**Task prompt**.
Each of the lines below must be retyped character for character.
Segment Start: Data below
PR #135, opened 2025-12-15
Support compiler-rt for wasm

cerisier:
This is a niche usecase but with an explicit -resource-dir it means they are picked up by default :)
Segment End: Data below
**Response to this exercise**.
PR #135, opened 2025-12-15
Support compiler-rt for wasm

cerisier:
This is a niche usecase but with an explicit -resource-dir it means they are picked up by default :)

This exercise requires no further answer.